PR #266, opened 2019-12-18
Enabling the sort_by parameter

abellotti:
Enabling the sort_by parameter, was only exposed via graphql for all, for rest, only the common dummy app in common had it exposed.  

Added a small spec to verify it is now exposed here, the comprehensive tests for sort_by is in common.

Fixes: TPINVTRY-801


abellotti:
Related PR for Sources: https://github.com/RedHatInsights/sources-api/pull/144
################
§ Work to complete:
Exactly how many lines of the records include "common"? Provide the number by itself.

§ Written solution:
2